JonMerlevede/kubectl-superdebug

Extension of kubectl debug attaching the volume spec of your target container to your ephemeral debug pod …

github.com

Note that this approach and script can easily be extended to also copy the environment variable specification from the target container.

If you save this script as kubectl-superdebug and make it available on your path, you can run it as kubectl superdebug from anywhere as follows:

kubectl superdebug \
--container=debug-container \
--image=alpine \
--target=postcont \
postpod

You may also want to extend this script to copy other aspects of the target container into your debug container, such as references to environment variables.

This completes the overview of Kubernetes-native approaches to debugging running containers and should cover most people’s needs. However, read on if you’re particularly interested or have special needs!
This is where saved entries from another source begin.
Issue #443, opened 2023-02-21
[FEATURE] Make duration types consistent


sparr:
**Is your feature request related to a problem? Please describe.**
Various parts of the codebase use int or int64 to store time durations with specific units, rather than as a `time.Duration`, usually for interoperability with libraries or config files that need to be human readable.

**Describe the solution you'd like**
All places the code and configs store a duration as a number rather than a `time.Duration` use the same type for a given time unit (milliseconds, seconds, etc) where possible. Probably int64 for all of them because that appears to be the trend in more recently touched parts of the codebase, but smaller types for larger units (e.g. `int` or `int32` for seconds or minutes) could be sufficient.

**Describe alternatives you've considered**
Continuing to perform explicit casts when manipulating durations from different parts of the codebase has worked so far, but has costs in development time and mistake risk.

**Additional context**
Partial sample of current counterexamples:
`BlobConfig.*WaitMsec` are `int` when most other millisecond values are `int64`
`FuseConfig.*Timeout` are `int` when most other second values are `int64`
An audit of all such variables/members will be necessary to find other examples.

`latencyBuckets*seconds` are `[]float64` but need to stay that way for compatibility with prometheus

sparr:
Closed by #450

PR #450, opened 2023-02-27
Update duration types to int64

sparr:
*Issue #, if available:*
#443 

*Description of changes:*
Change members, variables, and consts that store time durations to type `int64`. Add necessary explicit type conversions.

Also remove a few magic numbers from time type conversions in favor of constants from the `time` package.

Also make an existing `plus one year` calculation more accurate.

*Testing performed:*
`make integration`

### DIFF
--- a/service/resolver/registry.go
+++ b/service/resolver/registry.go
@@ -41,7 +41,7 @@ import (
 	rhttp "github.com/hashicorp/go-retryablehttp"
 )
 
-const defaultRequestTimeoutSec = 30
+const defaultRequestTimeoutSec int64 = 30
 
 // Config is config for resolving registries.
 type Config struct {
@@ -63,7 +63,7 @@ type MirrorConfig struct {
 	// RequestTimeoutSec is timeout seconds of each request to the registry.
 	// RequestTimeoutSec == 0 indicates the default timeout (defaultRequestTimeoutSec).
 	// RequestTimeoutSec < 0 indicates no timeout.
-	RequestTimeoutSec int `toml:"request_timeout_sec"`
+	RequestTimeoutSec int64 `toml:"request_timeout_sec"`
 }
 
 type Credential func(string, reference.Spec) (string, string, error)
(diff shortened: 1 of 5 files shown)


service/resolver/registry.go
```diff
@@ -80,7 +80,7 @@ func RegistryHostsFromConfig(cfg Config, credsFuncs ...Credential) source.Regist
 			tr := client.StandardClient()
 			if h.RequestTimeoutSec >= 0 {
 				if h.RequestTimeoutSec == 0 {
-					tr.Timeout = defaultRequestTimeoutSec * time.Second
+					tr.Timeout = time.Duration(defaultRequestTimeoutSec) * time.Second
```
djdongjin, line 83: Based on the [Duration](https://pkg.go.dev/time#Duration) doc, it's a nanosecond, so this (`time.Duration(defaultRequestTimeoutSec)`) will change the meaning of 30 second to 30 nanosecond right?

djdongjin: based on how [go produces those time const](https://cs.opensource.google/go/go/+/refs/tags/go1.20.1:src/time/time.go;l=631) this conversion is not needed. (int * time.Duration is more clear than time.Duration * time.Duration)

sparr: See a few lines below for an example of this pattern.
Yes, `time.Duration(someSeconds)` does temporarily create a duration in nanoseconds, but the immediately following `* time.Second` corrects this.
There are other examples of this pattern at https://github.com/awslabs/soci-snapshotter/blob/f657479e6fdfae8a6a0516e6ba915e6e2dd2e807/fs/fs.go#L152-L162 and https://github.com/awslabs/soci-snapshotter/blob/f657479e6fdfae8a6a0516e6ba915e6e2dd2e807/fs/remote/resolver.go#L140-L141

djdongjin: not aware of `int64 * time.Duration` is invalid... then time.Duration * time.Duration might be the only consistent way of doing that.

Also notice go itself uses both...: https://cs.opensource.google/go/go/+/refs/tags/go1.20.1:src/time/time.go;l=627-638

djdongjin (approved):

turan18 (approved):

Non-Kubernetes native approaches

Kubernetes does not offer a way to connect to a running container as root (unless the main process is running as root) or to access a container’s root filesystem from another container. This does not mean that these things are impossible to do. Kubernetes is, after all, simply a container orchestrator sitting on top of a containerization engine. You can usually do whatever you want by removing layers of abstraction if you, for some reason, really have to. Just make sure that you have to…

If you use the Docker Engine and can access your engine directly from a node or through a privileged container running on a node, then you can run docker exec --user and execute a process as a user of your choice. Plugins such as kubectl ssh and kubectl exec-user implement this approach. Unfortunately, modern engines such as containerd and CRI-O no longer offer the --user flag functionality — which means that these plugins do not work on modern Kubernetes installations.

However, even these modern engines usually just interface with Linux namespaces. You can run commands in whatever “container” you want by entering the appropriate set of Linux namespaces. The tool kpexec implements this approach. It starts a privileged pod on the same node as the target container, then determines which (Linux) namespaces to target, executes commands in those (Linux) namespaces, and finally streams their output to your terminal. As an added bonus, it can overlay a set of tools useful for debugging on top of the target container’s filesystem.

Unlike kubectl exec, kpexec can run commands with a different uid/gid and even different capabilities as the container’s main process. It is compatible with containerd and cri-o. kpexec takes a somewhat heavyweight and brittle approach and may not be compatible with your cluster's security configuration. It can be worth considering if kubectl (super)debug fails to suit your needs.

Note that kpexec directly executes commands into namespaces using nsenter. It is compatible with the ubiquitous container runtime runc, but incompatible with runtimes such as Kata Containers.

In this post, we looked at two Kubernetes-native approaches to debugging running containers: kubectl exec and kubectl debug. We investigated how kubectl debug works, and presented kubectl superdebug, a variation of kubectl debug that starts an ephemeral container sharing the same volumes as the target container and the same process namespace. Lastly, we reviewed some non-Kubernetes native approaches to container debugging.